Welcome to Mug Shot Monday Special Edition.  This is the fourth post focusing on records at the Library of Virginia related to the “Hillsville Massacre.”

In December 1912 in the Wythe County Circuit Court, Sidna Allen, brother of Floyd Allen, was sentenced to 35 years in the Virginia Penitentiary for the crimes of first, second and third degree murder.  Allen was admitted to the penitentiary on 14 December 1912.  An anonymous fellow prisoner, writing in the 27 April 1922 issue of the inmate-run penitentiary newspaper, The Beacon, shared his observations of Sidna Allen:

Photograph of Sidna Allen, #11217

Records of the Virginia Penitentiary, Series II. Prisoner Records, Subseries B. Photographs and Negatives, Box 165, Accession 41558, State Records Collection, Library of Virginia

“I at last had an opportunity to go through the carpenter shop where I saw Sidna Allen…I stopped and watched him for a while at his work, before I went over and talked with him.  He was working with as much zeal as any man who owned and operated a manufacturing plant.  His hair was a silvery gray, though tinted with the yellow saw-dust, and his face pale, though it had the illuminated appearance of a pure Christian man….After talking with him a little while I found that the expression on his face was only revealing the man as he was; a true Christian man.  Sunday morning and any time he had a spare, you could see him sitting around reading the Bible and enjoying the words he was daily living.”

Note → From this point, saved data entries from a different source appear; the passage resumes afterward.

Issue #185, opened 2019-10-14
Support retries on certain network failures


spruce-bruce:
In poor network conditions network requests may fail in weird ways. Ky supports retrying on predictable errors (ie, based on response codes), could you support retrying on predictable network failures?

I've recently done a lot of work cataloguing the types of network failures I've seen in my production native apps using fetch, and there are two main failures that could be incorporated into your retry logic:

1. fetch() throws "Network request failed" (occurs when a request is dropped, but also when a domain is unreachable like google.comm)
2. response is returned without a body (stream interrupted during response i think)

It will be difficult to support these without muddying your api, though, because it is not obvious that these should always be retried. You'd have to allow users to provide some kind of a callback that allows them to make a decision based on the request.

sholladay:
The second one sounds problematic to implement. But the first one sounds relatively simple. Can you explain more why you think a callback would be necessary? I'm not sure I follow what a Ky user would do to filter which network errors result in a retry.

sholladay:
The server is in a much better position to know whether an incoming request should be accepted than the client is to know whether an outgoing retry request should be performed. Any solution within or on top of Ky is inherently going to be imperfect when an explicit status code is missing.

I think the best we can do here is give `beforeRetry` hooks the ability to prevent a retry from happening (perhaps by returning a symbol). Then you could, for example, call your API to see if your `POST` request did actually make it through.

spruce-bruce:
Yes I agree - I think we're talking about the same thing - the `beforeRetry` hook would be the synchronous callback that I'm referring to. Hook is a much clearer word for it, of course.
 
Ky can't possibly be responsible for knowing if it should be retrying in these scenarios so you _must_ give the user control of that decision.

sholladay:
@spruce-bruce do you feel that we can close this issue, given that PR https://github.com/sindresorhus/ky/pull/198 was released?

We haven't made any changes regarding which errors are automatically retried by Ky, but you can now `return ky.stop` in the `beforeRetry` hook to prevent a retry. So I think your use case is fully supported because you can filter out certain responses. Is that enough for you? Do you think there's any further improvements we could make?

spruce-bruce:
@sholladay awesome! I just took a look, here's my understanding of how that PR will effect the two "retryable" failure cases that I'm thinking about:

- Fetch throws an error when the request is dropped
[...]

PR #198, opened 2019-11-08
Add ability to stop retries in `beforeRetry` hooks

whitecrownclown:
Hello,

This is related to the discussion from #185.

Summary of the PR:

- exported a new Symbol `NO_RETRY_SYMBOL`
- the Symbol can be imported & returned from a `beforeRetry` hook in order to abandon retries
- I'm unsure if an error should be thrown even if you have `throwHttpErrors` enabled
- added test & tsd

@sholladay @sindresorhus 
Thoughts?

Thank you!

### DIFF
--- a/index.d.ts
+++ b/index.d.ts
@@ -342,7 +342,7 @@ export class TimeoutError extends Error {
 /**
 Symbol for aborting retries in the `beforeRetry` hook
 */
-export const NO_RETRY_SYMBOL: Symbol;
+export const ABANDON_RETRY: Symbol;
 
 declare const ky: {
 	/**
--- a/index.d.ts
+++ b/index.d.ts
@@ -339,6 +339,11 @@ export class TimeoutError extends Error {
 	constructor();
 }
 
+/**
+Symbol for aborting retries in the `beforeRetry` hook
+*/
+export const NO_RETRY_SYMBOL: Symbol;
+
 declare const ky: {
 	/**
 	Fetch the given `url`.
--- a/index.d.ts
+++ b/index.d.ts
@@ -340,9 +340,9 @@ export class TimeoutError extends Error {
 }
 
 /**
-Symbol for aborting retries in the `beforeRetry` hook
+Symbol for aborting retries in the `beforeRetry` hook.
 */
-export const ABANDON_RETRY: Symbol;
+declare const stop: unique symbol;
 
 declare const ky: {
 	/**
--- a/index.d.ts
+++ b/index.d.ts
@@ -339,32 +339,6 @@ export class TimeoutError extends Error {
 	constructor();
 }
 
-/**
-A `Symbol` that can be returned by a `beforeRetry` hook to stop the retry.
-This will also short circuit the remaining `beforeRetry` hooks.
-
-@example
-```
-import ky, {stop as kyStop} from 'ky';
-
-(async () => {
-	await ky('https://example.com', {
-		hooks: {
-			beforeRetry: [
-				async (request, options, errors, retryCount) => {
-					const shouldStopRetry = await ky('https://example.com/api');
-					if (shouldStopRetry) {
-						return kyStop;
-					}
-				}
-			]
-		}
-	});
-})();
-```
-*/
-export const stop: unique symbol;
-
 declare const ky: {
 	/**
 	Fetch the given `url`.
@@ -449,6 +423,32 @@ declare const ky: {
 	@returns A new Ky instance.
 	*/
 	extend(defaultOptions: Options): typeof ky;
+
+	/**
+	A `Symbol` that can be returned by a `beforeRetry` hook to stop the retry.
+	This will also short circuit the remaining `beforeRetry` hooks.
+
+	@example
+	```
+	import ky from 'ky';
+
+	(async () => {
+		await ky('https://example.com', {
+			hooks: {
+				beforeRetry: [
+					async (request, options, errors, retryCount) => {
+						const shouldStopRetry = await ky('https://example.com/api');
+						if (shouldStopRetry) {
+							return ky.stop;
+						}
+					}
+				]
+			}
+		});
+	})();
+	```
+	*/
+	readonly stop: unique symbol;
 };
 
 export default ky;
--- a/index.d.ts
+++ b/index.d.ts
@@ -342,7 +342,7 @@ export class TimeoutError extends Error {
 /**
 Symbol for aborting retries in the `beforeRetry` hook.
 */
-declare const stop: unique symbol;
+export const stop: unique symbol;
 
 declare const ky: {
 	/**
--- a/index.d.ts
+++ b/index.d.ts
@@ -340,7 +340,28 @@ export class TimeoutError extends Error {
 }
 
 /**
-Symbol for aborting retries in the `beforeRetry` hook.
+A `Symbol` that can be returned by a `beforeRetry` hook to stop the retry.
+This will also short circuit the remaining `beforeRetry` hooks.
+
+@example
+```
+import ky, {stop as kyStop} from 'ky';
+
+(async () => {
+	await ky('https://example.com', {
+		hooks: {
+			beforeRetry: [
+				async (request, options, errors, retryCount) => {
+					const shouldStopRetry = await ky('https://example.com/api');
+					if (shouldStopRetry) {
+						return kyStop;
+					}
+				}
+			]
+		}
+	});
+})();
+```
 */
 export const stop: unique symbol;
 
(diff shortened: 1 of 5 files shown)


index.js
```diff
@@ -368,16 +371,24 @@ class Ky {
...
+				const beforeRetryResults = new Set();
+
 				for (const hook of this._options.hooks.beforeRetry) {
-					// eslint-disable-next-line no-await-in-loop
-					await hook(
-						this.request,
-						this._options,
-						error,
-						this._retryCount,
+					beforeRetryResults.add(
```
sholladay: It would be more consistent with the behavior of our other hooks if returning the symbol short-circuited the loop. Meaning, return immediately inside of the loop, preventing any further `beforeRetry` hooks from running.

index.js
```diff
@@ -474,5 +485,6 @@ export default createInstance();
 
 export {
 	HTTPError,
-	TimeoutError
+	TimeoutError,
+	NO_RETRY_SYMBOL
```
sholladay: I think it should be named `NO_RETRY` or `noRetry` or `cancel` or `abandon`, etc. Probably shouldn't include "symbol" in its name.

index.js
whitecrownclown: I wasn't sure about that, my reasoning was that you'd want to have all your hooks running before making the "cancel retry" decision.

index.js
whitecrownclown: I agree, `ABANDON_RETRY` sounds accurate. What do you think?

index.js
sholladay: I get what you are saying. I do see how this case is a bit different, as the symbol is not a true "value" being returned by the hook, unlike the other cases where a hook may return a `Request` or `Response` instance.

Still, I think it would be surprising for `beforeRetry` to behave differently in this respect than the other hook types. IMO, we need to have a holistic approach on whether returning a value from a hook short-circuits the chain. And we should apply that logic consistently.

index.js
sholladay: I'm wondering if a more generic name would be preferable. Maybe someone will want to use this symbol in a `beforeRequest` hook to ignore a request. We can always rename it later, though...

sindresorhus: I don't think it should be uppercase. I like `stopRetry`, or just `stop` if we can to make it generic.

index.d.ts
```diff
@@ -339,6 +339,11 @@ export class TimeoutError extends Error {
 	constructor();
 }
 
+/**
+Symbol for aborting retries in the `beforeRetry` hook
+*/
+export const ABANDON_RETRY: Symbol;
```
sindresorhus: Should be `unique symbol`, see https://github.com/sindresorhus/find-up/blob/6c32f0caed1684ef778053b6f79b13a772e22ba4/index.d.ts#L3 and https://github.com/sindresorhus/find-up/blob/6c32f0caed1684ef778053b6f79b13a772e22ba4/index.d.ts#L134

index.js
```diff
@@ -131,6 +132,8 @@ const retryAfterStatusCodes = [
 	503
 ];
 
+const ABANDON_RETRY = globals.Symbol('abandon-retry');
```
sindresorhus: Don't use `globals` here. Symbol is an expected JS feature.

test/hooks.js
```diff
@@ -378,6 +378,38 @@ test('beforeRetry hook is called with error and retryCount', async t => {
...
+					t.truthy(error);
+					t.true(retryCount === 1);
+
+					return ABANDON_RETRY;
+				}
+			]
+		}
+	});
+
+	t.true(requestCount === 1);
```
sindresorhus: Use `t.is`

index.d.ts
```diff
@@ -339,6 +339,11 @@ export class TimeoutError extends Error {
 	constructor();
 }
 
+/**
+Symbol for aborting retries in the `beforeRetry` hook
```
sindresorhus:
```suggestion
Symbol for aborting retries in the `beforeRetry` hook.
```

Would be useful to describe how it's supposed to be used and an example.

sindresorhus:
It also needs to be documented in the readme.

index.d.ts
whitecrownclown: Yes, i was going to document its usage as well. Thanks.

index.js
sholladay: Agreed about camel case. I like `abandon` or `abort` the best, but I'm fine with `stop`, too.

readme.md
```diff
@@ -385,6 +385,26 @@ Exposed for `instanceof` checks. The error has a `response` property with the [`
...
+			beforeRetry: [
+				async (request, options, errors, retryCount) => {
+					const stopRetry = await ky('https://example.com/api');
+					if (stopRetry) return stop;
+				}
+			]
+		}
+	});
+})();
+```
```
sindresorhus: This should be in index.d.ts too. The readme and index.d.ts should be in sync.

sindresorhus:
@sholladay Looks good to you?

index.d.ts
```diff
@@ -339,6 +339,32 @@ export class TimeoutError extends Error {
 	constructor();
 }
 
+/**
+A `Symbol` that can be returned by a `beforeRetry` hook to stop the retry.
+This will also short circuit the remaining `beforeRetry` hooks.
+
+@example
+```
+import ky, {stop as kyStop} from 'ky';
```
szmarczak: I'd name it `RETRY_STOP`.

index.d.ts
```diff
@@ -339,6 +339,32 @@ export class TimeoutError extends Error {
...
+
+(async () => {
+	await ky('https://example.com', {
+		hooks: {
+			beforeRetry: [
+				async (request, options, errors, retryCount) => {
+					const shouldStopRetry = await ky('https://example.com/api');
+					if (shouldStopRetry) {
+						return kyStop;
```
szmarczak: This mechanism could be also applied to Got :)

index.d.ts
sindresorhus: We went with something generic so we can use the symbol for other places we want to support stopping.

index.d.ts
sindresorhus: Yup. Let’s try it out here first and see how it works out.

index.d.ts
szmarczak: Okay, then it should be `SYMBOL_STOP` or `symbol_stop` IMO :P

szmarczak: Stop is too general I think

sindresorhus: I don't really like hungarian notation. Prefixing it with "symbol" doesn't make the intent any clearer.

sindresorhus:
Any thoughts on making it a property on the default export instead of a named export? It doesn't really make sense on its own and `ky.stop` would make the intend clearer, instead of having to rename the named export to `kyStop`.

index.test-d.ts
```diff
@@ -25,6 +25,7 @@ expectType<typeof ky>(ky.create({}));
 expectType<typeof ky>(ky.extend({}));
 expectType<HTTPError>(new HTTPError(new Response));
 expectType<TimeoutError>(new TimeoutError);
+expectType<symbol>(stop);
```
sholladay: I'm not sure if it matters, but shouldn't this be `Symbol`?

sindresorhus: No, it’s a primitive, so should be lowercased (both work, at least until I get XO working with ambient TS files).

index.d.ts
sholladay: @szmarczak thankfully that will generate a `TypeError`. But I get your point. I have the same icky feelings about objects with plural names. I tend to reserve plural names for arrays and it can be confusing if there is no distinction in some APIs. Symbols add to the problem because they are often used to signal intent for an action, similar to a function, so the naming styles conflict. TypeScript and IntelliSense make this a bit more obvious, though.

whitecrownclown:
> Any thoughts on making it a property on the default export instead of a named export? It doesn't really make sense on its own and `ky.stop` would make the intend clearer, instead of having to rename the named export to `kyStop`.

I went ahead and made this change. I think it makes sense.

sholladay:
> Any thoughts on making it a property on the default export instead of a named export?

@sindresorhus I also prefer `ky.stop` instead of named export. 👍 

What do you think about doing this for the other exports as well? I believe it would solve that Rollup warning during the build and make it easier for CommonJS users to import the package, as they should then be able to use `ky` directly instead of `ky.default`.

sindresorhus:
> What do you think about doing this for the other exports as well? I believe it would solve that Rollup warning during the build and make it easier for CommonJS users to import the package, as they should then be able to use ky directly instead of ky.default.

👍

Allen’s petition for a conditional pardon was denied on 6 October 1922 by Governor E. Lee Trinkle on grounds that he had only served a small portion of his 35-year sentence.  In 1926, Allen again applied for a pardon.  Governor Harry F. Byrd granted the pardon on 29 April 1926.  “Upon the application of thousands of citizens,” Byrd wrote, “this man [Sidna Allen] having served about thirteen and one-half years and made an excellent prisoner, and feeling that under the circumstances and also by reason of the peculiar conditions surrounding the case that he has probably been sufficiently punished as to warrant giving him another chance, granted conditional pardon.”

After his release from prison, Allen moved to North Carolina.  In bad health, Allen came back to Carroll County to live with his daughter.  He died on 26 September 1941.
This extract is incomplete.